Для более уравновешенных, прозаиков, не бередящих себя поэзией, выход очевиден. Василий Дворцов не мыслит героев своих романов без ощущения почвы под ногами. Той, что является совокупностью народных традиций, отраженных в фольклоре и религии. Глебу из романа "Аз буки ведал" приходится испытать себя на прочность, проходя несколько адских кругов псевдопочвенничества, по сути, сектантства, в том числе политического, прежде чем он "изведает" православную истину. Как в сказке, его "тестируют" духи-бесы, которые могут оборачиваться животными и людьми. Так что подчас трудно отличить многомерность того или иного персонажа с обилием тотемно-символических и метафизических признаков от эклектического набора эмблем. Так, "просто солдат" Семенов — это и тайновед, и гуру; жена Глеба Тая — "египетская богиня Таиах"; лесник Анюшкин — и лесник, и профессор, и маг, и сектант.
Писатель и сам наделен острым чутьем на все потустороннее. Как и поэт в прозе Шипилов, Дворцов не может обуздать поток своих сакральных интуиций: впечатляют дворцовская эрудиция, глубина политико-социальной рефлексии, но в "Аз буки…" мало человека. Человек является в другом дворцовском романе с говорящим названием — "Окаяние" — и проходит путь от актера до бомжа, искушаясь соблазнами театральных масок, особенно Гамлета. Это тоже своего рода тотем, но и проклятие жизни Сергея, ибо "Гамлет знал свой финал с самого начала… и протестовал против этого финала всей своей плотью". Первым актом для него стала автокатастрофа, превратившая Сергея в инвалида, вторым — собака, загрызшая его, уже бомжа, насмерть. Все это — наказание за беспочвенность, за окаяние (так напророчила ему одна хозяйка кафе). Как и полагается настоящему житию, которое роман в итоге напоминает, в нем чувствуются схема, назидание, поучение. В следующем романе "Тerra Обдория" эти схематизм и учительность еще более очевидны. Рассказ о двух подростках из глухого приобского села советских времен, ищущих таинственную Золотую Бабу, перемежается с экскурсами в древнюю историю Сибири. И неслучайно: Олегу и Алеше уготовано стать образами-символами: первому — воина, второму — монаха, точнее, шамана, в которые его однажды посвятил старый охотник-хант. Хоть и напрасно, ибо разоренной земле все равно грозит неминуемая гибель. А вместо романа получилась энциклопедия сибирской мифологии и этнографии.
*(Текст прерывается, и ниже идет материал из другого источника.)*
PR #1861, opened 2022-09-28
configure itp-id as FK on metabase

owades:
# Description

In order to apply a dashboard-level filter on a Metabase question using the itp-id field in `stg_gtfs_guidelines__fact_daily_transitland_url_check`, I need that field listed as a foreign key in the config yaml file.

## Type of change

- [ ] New feature
- [ ] Documentation
- [ ] agencies.yml

## How has this been tested?
It hasn't been tested - relying on a review here! I followed [guidance provided by Laurie in Slack here](https://cal-itp.slack.com/archives/C02KH3DGZL7/p1663957100230209?thread_ts=1663953246.827349&cid=C02KH3DGZL7). Note that I didn't a YAML anchor because I don't expect to use this field again in this directory, as it mostly contains staging files.


lauriemerrell (approved):
Thanks for catching & updating these!

Issue #1868, opened 2022-09-30
GTFS schedule refactor -- warehouse: Make Airtable tables historical


lauriemerrell:
To ensure we can make the most of our GTFS data, we need type 2 Airtable data that contains prior data with effective dates (instead of only surfacing the current Airtable data, as we do now).

For this we should:
Change `gtfs_datasets`, `gtfs_service_data`, `services`, and `organizations` to: 

* Stop filtering to only one extract per day in staging
* Stop getting latest-only in mart 
* Start using a versioned key (instead of just using the Airtable record ID) -- surrogate key from record ID + extract timestamp. 
   * In the case of `gtfs datasets` in particular, we may want to use base64_url + timestamp, although this will introduce some complexity. We will need to handle historical cases where duplicate or null URLs were present.
* Update the bridge & synced table handling accordingly; this will be challenging because not all Airtable extracts will have the same timestamps

lauriemerrell:
Closing as not doing; have come to the assessment that most Airtable data updates are corrections rather than changes that should be captured from a continuity perspective. Will need to work out issues as they arise but approach proposed here doesn't seem valuable at this point.

lauriemerrell:
Reopening, we are doing this after all

PR #1871, opened 2022-10-03
Make v2 dim feeds

lauriemerrell:
# Description

Partially addresses #1761 by creating `dim_schedule_feeds` and `fct_schedule_feeds` in "v2 warehouse". (No longer `fact_daily_feeds` because we can version at a more granular level now.) 

Note that I am not pre-joining to organizations as described in that ticket because it's many-to-many and therefore a bit complicated, will have to keep iterating. 

I was unsure about the interdependency between the fact and dimension tables (wanting to build the dimensional table from the fact table but wanting to flag the fact table with the associated dimension record), ended up handling by creating an intermediate proto-fact table and driving both the mart tables from that. We may need to tweak that.

We have a ticking time bomb in the fact that currently `dim_gtfs_datasets` does not officially guarantee uniqueness by URL, so when we make that historical we are going to have to figure something out. This is already noted in ticket #1868.

## Type of change

- [x] New feature
- [ ] Documentation
- [ ] agencies.yml

## How has this been tested?

`poetry run dbt run -s +models/mart/gtfs` & `poetry run dbt test -s +models/mart/gtfs`, confirmed both succeed. Tables can be previewed at `cal-itp-data-infra-staging.laurie_mart_gtfs.fct_schedule_feeds` and `cal-itp-data-infra-staging.laurie_mart_gtfs.dim_schedule_feeds`

### DIFF
--- a/warehouse/models/docs/_docs_generic.md
+++ b/warehouse/models/docs/_docs_generic.md
@@ -1,0 +1,13 @@
+Docs macros that apply across several domains
+
+{% docs column_valid_from %}
+
+Starting timestamp (inclusive) from which this record is valid.
+
+{% enddocs %}
+
+{% docs column_valid_to %}
+
+Ending timestamp (inclusive) through which this record is valid.
+
+{% enddocs %}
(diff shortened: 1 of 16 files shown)


charlie-costanzo (approved):
LGTM! Thanks so much for taking care of this - I'll dive deeper as I get into the rewrite work but this looks like a great start

PR #1883, opened 2022-10-06
Remove notices from shapes validator check

owades:
# Description

Per team feedback, omit validator notices from shape-related validator check.

## Type of change

- [ ] New feature
- [ ] Documentation
- [ ] agencies.yml

## How has this been tested?
Hasn't been tested, but changes are minimal.


lauriemerrell (approved):
LGTM, only question would be maybe whether there's any chance that this was one of the tables causing fanout so running `dbt run` and `dbt test` could give insight into whether this is going to throw dbt test failures in prod. But it seems very unlikely so not blocking IMO, just wanted to note.

owades:
Thanks @lauriemerrell, I was a little lazy but you're definitely right. Just tested and all good (after re-running evvverrrything on my schema)

PR #1888, opened 2022-10-11
make gtfs schedule downloads run sooner (i.e. end of the UTC day)

### LINKED ISSUE #1886: Adjust when the GTFS schedule download normally runs.
Right now we're in the worst of both worlds; we run GTFS schedule downloads _before_ a new Airtable version is extracted, but we also run early in the day UTC so it takes a long time for unzipping to occur. The simplest improvement would be to just download feeds _after_ the Airtable extract.

atvaccaro:
# Description

Closes https://github.com/cal-itp/data-infra/issues/1886

## Type of change

- [ ] New feature
- [ ] Documentation
- [ ] agencies.yml

## How has this been tested?
Locally.

### DIFF
--- a/airflow/dags/download_gtfs_schedule_v2/METADATA.yml
+++ b/airflow/dags/download_gtfs_schedule_v2/METADATA.yml
@@ -1,5 +1,5 @@
 description: "Download GTFS Schedule feeds as specified in Airtable"
-schedule_interval: "0 0 * * *"
+schedule_interval: "0 23 * * *"
 tags:
   - all_gusty_features
 default_args:


lauriemerrell (approved):
LGTM, we'll have to keep assessing this.

This change does mean that data will be unzipped immediately after download. It does not really change the fact that the gap between the Airtable extract and that Airtable extract's ingestion is longer than a business day.

atvaccaro:
closing in favor of https://github.com/cal-itp/data-infra/pull/1890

Старый грех сибирской беллетристики: в её чрезмерном обилии Белинский упрекал знакомого нам Калашникова, а Горький — Михаила Ошарова, автора романа "Большой аргиш" (1936).
Хотелось бы, конечно, чтобы этот пресловутый этнографизм ощущался не грехом, а достоинством, гармонично сосуществующим с "беллетризмом". Разве не интересно читателю-несибиряку и о Сибири побольше узнать, и удовольствие от текста получить? Сумели же Гоголь и Шолохов превратить "областничество" своей прозы в мировые шедевры.
Такие великие примеры, конечно, крайность, запрещенный прием, общее место статей в защиту региональной литературы от столичной агрессивности. Но разве Михаил Тарковский не замечательный пример такого этнографизма, преображенного в чудную прозу? Его недавний трехтомник ("Замороженное время", "Енисей, отпусти!", "Тойота-креста") вызвал небывалый восторг всех ценителей российской словесности! Между тем рассказы и повести писателя передают сибирский дух красивейших приенисейских мест главным образом через его горемычных обитателей — спившихся охотников, механизаторов, людей неопределенных профессий и местожительства. И дух этот, как правило, хмельной, сорокаградусный. Неужто опять "героизация" порока, за что упрекали, как нам известно, Климычева?
Скорее идеализация души и всего того светлого, что при неподобающе равнодушном взгляде не видно. Автор устами героя восклицает: "счастье выпало на мою долю, когда я понял, какими бесценными людьми оказался окружен". Тем не менее, автобиографического героя постоянно тянет в Москву, на родину его детства, и эта пульсирующая тяга — то в столицу, то на Енисей — и становится сюжетом самых пронзительных произведений писателя. Той же "Тойоты-кресты", которая повествует о том, что Мария и Евгений "креста" совместной жизни никогда не составят. На нем лежит заклятие "тойоты-кресты", языческой религии поклонения японской иномарке, перекрещивающей его жизненные пути-дороги, а также Енисею, вошедшему в его плоть и кровь, но главное — слову, от которого Тарковский, пожалуй, и сам не ожидал такого могущества, такой силы, которая не столько изображает-фотографирует, сколько преображает-творит. И писатель вновь восклицает: "Каким краем непаханого слова переломилась вдруг окружающая жизнь…".